—Soñé con ratas que me caminaban por la espalda —dijo su mujer apenas despertó—. ¿Qué número es soñar con ratas? —preguntó, sin darle tiempo a que terminara de sacarse la modorra que le pedía dormir un poco más.
—La rata es el 89 —respondió el marido, se sentó en la cama y buscó en
la mesita de luz una libretita y una lapicera para anotar el número.
—¿Y vos, que soñaste? —inquirió ella.
Se quedó pensando unos segundos. Hizo como si estuviera buscando en su
memoria el recuerdo de ese extraño sueño que había tenido.
—No recuerdo que soñé —mintió resignado a no saber cómo contarle.

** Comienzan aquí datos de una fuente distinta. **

Issue #2239, opened 2022-06-20
Inconsistent column width in Backend grids.


ADDISON74:
In the Grid.php files that add columns to the Backend grids I found a mismatch between the width values ​​used for some types of columns that should be fixed. For example, columns in which filter by date should have somewhere at 140px so that the longest date to fit without going to the second row. But there are grids where either the width value is not specified or it is larger than necessary. I personally think that a revision of these grid is necessary.

Here is an example below:

![data_range](https://user-images.githubusercontent.com/8360474/174557132-89ecf5a2-3332-447d-8d8b-d1f63b6beea7.jpg)

As you can see the filter by date column is ridiculously wide. I checked and it should have a minimum width value of 140px. Once this value is set up in boxes.css it is not necessary to specify it in the Grid.php files, except where it is strongly desired not to take up too much space and making the layout look ugly.

After checking all grids I came to the conclusion there is not logic in determining the right widths. There is an inconsistency in setting these values and each programmer chose what he thought would suit, but could choose much better.

I will deal with this issue because it is a visual one and it bothers and becomes tiring when there is no harmony in the presentation of the information in the grids.

fballiano:
closing since the linked PR is merged

Issue #2198, opened 2022-06-06
Dates columns in Backend grids need visual improvement


ADDISON74:
In Backend grids have columns where you can filter the data by date.

This is how the columns in the "Catalog Price Rules" section look like now (OpenMage 20.14):

![before](https://user-images.githubusercontent.com/8360474/172199752-9a0ee911-e398-46c1-b51e-00685ea5d5ce.png)

This is how the columns would look like based on my future change:

![after](https://user-images.githubusercontent.com/8360474/172199723-fab41c0f-8361-4b0d-ba2b-aeb2788aba10.png)

**What are the benefits?**

- Those colons used after words To, From and In don't look good at all.

- The icon for calendar popup is placed immediately after the text when in fact it should be placed after the input box.

- The input boxes are a little bit increased. As you can see the date you fill in does not appear completely andit is truncated due to the width limitation set to 50px. In my proposal I changed it to 60px to cover all situations.

This is a visual enhancement. Any opinions are welcome.

elidrissidev:
I agree with this change, it's more natural to have the date selection button to the right of the input.

ADDISON74:
I will take care of this issue. Two PR's will be ready to fix visual issues in filter columns separately.

PR #2330, opened 2022-07-20
Backend grid heads - Align the elements for range and date types

ADDISON74:
This PR is the last part of the implementation of the solution that solves the issue reported here #2198. The first part has already been merged into 1.9.4.x here #2267.

What changes does it bring?

- the text labels (From, To, In) are aligned to the right to avoid the annoying space up to the input box.
- the inputs have been increased in width in order to make the selected date visible in the box.
- the new widths are optimal so that no grid in the Backend is affected.
- 3px padding around the input is identical to that set by the Magento team (see Reports> Orders section for calendar image). a 4px padding will break the arrangement and affect all grids.

I visited one by one all the pages in Backend where there are grids twice and I didn't identify any issue. Here you may see the visual results:

date_range

products

Unfortunately the issue reported here #2239 will have to be solved, that inconsistency of the column width, which had to be solved in CSS first and only if it was necessary to add values in the Grid.php files. I reopened that post because it was not resolved by PR #2267.

Please do not approve this PR without testing it. If necessary changes can be made by anyone because it allows editing by those who have this right. Also, if a better implementation is requested the PR can be closed as well. I will not participate in discussions and I will not make changes if requested. Thank you for understanding.

### DIFF
--- a/skin/adminhtml/default/default/boxes.css
+++ b/skin/adminhtml/default/default/boxes.css
@@ -206,10 +206,10 @@ table.actions td                { vertical-align:top; }
 .grid tr.filter select           { width:100%; }
 .grid tr.filter .range .range-line { margin-bottom:3px; width:100px; }
 .grid tr.filter .range div.date  { min-width:121px; }
-.grid tr.filter .range input     { float:right; width:50px !important; margin-top:0; }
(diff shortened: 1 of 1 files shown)


luigifab (approved):
At first view seems good.

elidrissidev (approved):
Checked most grids, they all look good.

—Si no te recordas los sueños nunca vamos a ganar la quiniela —reprochó
ella mirando el techo.
La cara pálida y arrugada de la mujer apenas asomaba entre la frazada
con la que se tapaba hasta el cogote.
Él pensó por un momento en contarle, pero dudó. Un ligero temor lo
acosaba desde que en los sueños había empezado a ver a los dos desfallecidos en
la cama. En esa misma cama que compartían desde hace no sé cuánto tiempo.

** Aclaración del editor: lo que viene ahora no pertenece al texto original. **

PR #2295, opened 2022-07-08
Add OpenMage Contributors Copyright

justinbeaty:
### Description (*)

From discussion #2276

Added `@copyright` header to 4,687 files that have been modified by the OpenMage project since 2015. The OpenMage project has done great work and deserves its copyright notice.

Instead of a generic 2015-2022 year range, each file has its own specific year, or year range, based on the git history of that file. I've included the script that I used to generate this commit.

The script has comments explaining what it does, but here's an overview:

1. Read all the entire commit history of the repo using `git log --pretty='%H %cs %s'`
2. Loop through each commit and try and determine if this was upstream changes from Magento, LLC or if it was a commit from OpenMage contributors. To do this, the script looks for commit messages such as:
	* "Import Magento"
	* "Merge ... magento-1.*"
	* "SUPEE"
	* Also, some hardcoded commit hashes that don't fit a pattern
3. Loop through each file in the entire repo that contains `@copyright` and find the first and last commit hash from our results in step 2
4. Add or update the `@copyright The OpenMage Contributors` line in each file

To see a list of commits attributed to either Magento or OpenMage, run `php shell/update-copyright.php dump`. I will post the results of that in the next comment so you can see the output here, too.

The rationale behind not using a generic date range is for ease of `git diff` between versions as suggested by @fballiano. Instead, if the script is run before a version is tagged, then it will only be modifying files that were already changed by a commit in that version.

Here is the output from when I ran the script:

```console
$ time php shell/update-copyright.php 
Updated 4687 file(s)

real    3m13.286s
user    2m31.269s
sys     0m48.590s
```

It did take a few minutes, maybe the reading of `git log` on each of the 4,000+ files can be optimized.

Also, this PR is made to 1.9.4.x. I can also make a smaller PR to 20.0 since there will be discrepencies. This could create some merge conflicts in the future, but I don't think it will be too bad. For example assume some file has '2015-2019' in 1.9.4.x and '2015-2020' in 20.0 (because there was a 20.0 branch only commit in 2020 to that file). If the file was then changed in 1.9.4.x in 2022, it would conflict I think when v19 is merged into v20. I ask the maintainers to weigh in on that.

### Manual testing scenarios (*)

Check out this branch and run:

```console
git diff -U0 HEAD~1 | grep '^[+-]' | grep -Ev '^(--- a/|\+\+\+ b/)' | sort -u
```

That will print all unique changes made in the second commit of this PR. You should only see copyright changes. I will post the output in a follow up comment.

### Questions or comments

[...]

PR #2332, opened 2022-07-20
Add translation helper shell script

justinbeaty:
### Description (*)

Because in #2317 I lost track of which translation strings I introduced, I wrote a quick helper script for me to find strings used in the `__` function or in XML files but not defined in a CSV file. I thought it would be useful so I fixed it up a bit and added it as `shell/translations.php`.

It has two modes, `missing` which will tell you which strings you must add to a CSV file, and `unused` which will print strings defined in CSV files but not apparently used anywhere in the source. Additionally, it lets you pipe in a list of files to only check, which is useful to test PRs.

```
Usage:  php -f translations.php -- [options]
        php -f translations.php -- missing --verbose

  missing           Display used translations strings that are missing from csv files
  unused            Display defined translations strings that are not used in templates
  --verbose         Include filename with output
  --lang <lang>     Specify which language pack to check in app/locale, default is en_US
  deprecated        Find deprecated usage of the global __() function
  --fix             Overwrite files to fix deprecated usage DO NOT RUN IN PRODUCTION!
  help              This help

Note: By default, this script will check all files in this repository. However,
      you can pipe a list of files to check for missing translations strings.
      This is useful for checking a specific commit. For example:

      # Check if last two commits may have introduced missing translations
      git diff --name-only HEAD~2 | php -f translations.php -- missing
```

1. Run `php shell/translations.php missing --verbose` to see php, phtml, or xml files that used non-defined translations
1. Run `php shell/translations.php unused --verbose` to see CSV files that have unused translations

### Questions or comments
```
# Returns 422 unused strings
php shell/translations.php unused | wc -l

# Returns 85 missing strings
php shell/translations.php missing | wc -l
```

It could be possible that the code to find usage of the `__` function is not perfect, such as `__('Total: ' . $total)` would only pick up `'Total: '`, but I don't think that's used often, or shouldn't be, as the `%s` usage is preferred.


elidrissidev:
Wow nice work! Will review when I get the time.

justinbeaty:
I don't know much about github actions, but maybe this could also be used for one to check that translation strings have been included if necessary.

shell/translations.php
```diff
@@ -0,0 +1,232 @@
...
+
+    /**
+     * Retrieve Usage Help Message
+     *
+     */
+    public function usageHelp()
+    {
+        return <<<USAGE
+Usage:  php -f translations.php -- [options]
+        php -f translations.php -- missing --verbose
```
fballiano, line 211: would it be possibile to have "--missing" and "--unused" instead of "-- missing"? would you like it that way?

tmotyl:
have you checked if n98-magerun has sth similar already?

justinbeaty:
@tmotyl I did look but I don't see anything like it:
```
  dev:translate:admin                Toggle inline translation tool for admin          
  dev:translate:export               Export inline translations                         
  dev:translate:set                  Adds a translation to core_translate table. Globally for locale
  dev:translate:shop                 Toggle inline translation tool for shop
```

justinbeaty:
As mentioned in #2333, I added a new mode to find deprecated usage of the global `__()` function:

```console
# list deprecated usage only
php shell/translations.php deprecated

# fix deprecated usage, DO NOT RUN IN PRODUCTION
php shell/translations.php deprecated --fix
```

ADDISON74:
This is an interesting PR and thank you for your contribution @justinbeaty. If I look at its description in the Questions or Comments section, I see that there are 422 unused strings and 85 missing strings. That is a problem. I'll take a look to see what it's all about.

For the deprecated option there is also a fix option. Running the command what is done cannot be reversed. We should evaluate if it is possible to make a backup of the files beforehand. If it is not possible, then a warning message must be mentioned to make a backup. We have to check where these changes are and find the parent directory of the files. If there are issues, either put all the files back in place, and if he uses Git he can do a revert.

justinbeaty:
> For the deprecated option there is also a fix option. Running the command what is done cannot be reversed. We should evaluate if it is possible to make a backup of the files beforehand. If it is not possible, then a warning message must be mentioned to make a backup. We have to check where these changes are and find the parent directory of the files. If there are issues, either put all the files back in place, and if he uses Git he can do a revert.

Ideally someone should not just blindly run the `--fix` option but should run `php shell/translations.php deprecated` first to see if there are any occurrences of the deprecated usage. Depending on the 3rd party module authors used, there could be zero occurrences. I think the warning is in the `--help` usage instructions where it says:

```
  --fix             Overwrite files to fix deprecated usage DO NOT RUN IN PRODUCTION!
```

I am not sure if we are responsible for backing up files for someone not using git and deploying directly to production. But if there's a better warning or other way to prevent accidental changes we can add it.

justinbeaty:
As mentioned in #2429 I think a new mode can be added such as:
```
php shell/translations.php upgrade
```

This mode would allow us to change the first column in en_US csv files when we change a translation string. It would be required to add an entry to this shell script so that we can simply find/replace the changes.

In other words, take this example:

"Password must be at least of %d characters."

We can instead fix that in both columns and also put in this shell script something like:

```php
$upgrades = array(
  "Password must be at least of %d characters." => "Password must be at least %d characters.",
);
```

And when the user runs `php shell/translations.php upgrade` it will search all other language packs for the first string to replace with the second.

Thoughts? Feedback from others who use non-english language packs is appreciated. This would be a new step users must take during upgrades.

ADDISON74:
Column 1 is what is used in PHP/PHTML files.
Column 2 is what is used in CSV files and is displayed in Backend/Frontend.

It is obvious that we must pay attention to column 2. And then the modification should occur on column 1 of the CSV, but once we modified it must have a correspondent in the PHP/PHTML file.

PHP/PHTML FILE => COLUMN 1 CSV => COLUMN 2 CSV

To remain Column 2 then the process must be reversed.

justinbeaty:
Let me try to re-explain what I propose.

When we want to change a string, we can do so in the PHTML files and also in **both** columns in the en_US csv files. This keeps everything consistent in our source code.

At the same time, we add an entry to translations.php shell script such that it will find/replace in all translation packs the old string with the new string.

So when a user upgrades to a new OpenMage version, they just have to run the script to fix what we broke in their translation files. The only negative is that they need to be aware of having to run that script.

ADDISON74:
I understand what you mean. I haven't tested the script yet, but I will, including in destructive mode to see what happens and how such a "mistake" can be fixed.

sreichel:
> have you checked if n98-magerun has sth similar already?

I'm pretty sure something like this already exists. If not in n98-core, maybe as addon?

However, I'll test this later :)

fballiano (approved):

sreichel:
```
 ------ ---------------------------------------------------------------------------------- 
  Line   update-copyright.php                                                              
 ------ ---------------------------------------------------------------------------------- 
  118    Strict comparison using === between '' and 'dump' will always evaluate to false.  
 ------ ---------------------------------------------------------------------------------- 

```

sreichel (dismissed):

sreichel:
@fballiano @Flyingmana 

I'd like to have 3 further repos at OpenMage ...

- [ ] `openmage/dev-fix-translations` (for this PR)
- [ ] `openmage/dev-update-copyright` (#2295)
- [ ] `openmage/dev-meta-package`

fballiano:
created the repos and set you as admin

sreichel (approved):
We can approve this first (for better history) and then apply #2853

fballiano (approved):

La primera vez, apenas despertó, se levantó y se puso a controlar los
calefactores. El invierno irremediablemente pronto llegaría y el temor a que, por
una pérdida de monóxido de carbono, una noche cualquiera, se quedaran fríos para
siempre, lo angustiaba.
Pero los calefactores funcionaban bien.
Después verificó que las pocas aberturas estuvieran bien aseguradas.
Las imágenes del noticiero, mostrando abuelos brutalmente asesinados para robarles
dos pesos, lo aterraba.
—Ahora lo recuerdo, soñé que todo se iba a la mierda —dijo moviendo la
cabeza como en un gesto de resignación.
—El 79, la mierda es el 79 —dijo ella, con un entusiasmo que a él lo
hizo olvidarse de la pesadilla que lo perseguía noche a noche.
Miró hacia la mesa de luz, tomó la libretita y anotó.
—Voy a dormir un poco más —dijo y se cubrió con la frazada. Giró el cuerpo
y dándole la espalda a ella, se durmió, despreocupado, como si éste fuera un
amanecer más en su rutinaria existencia.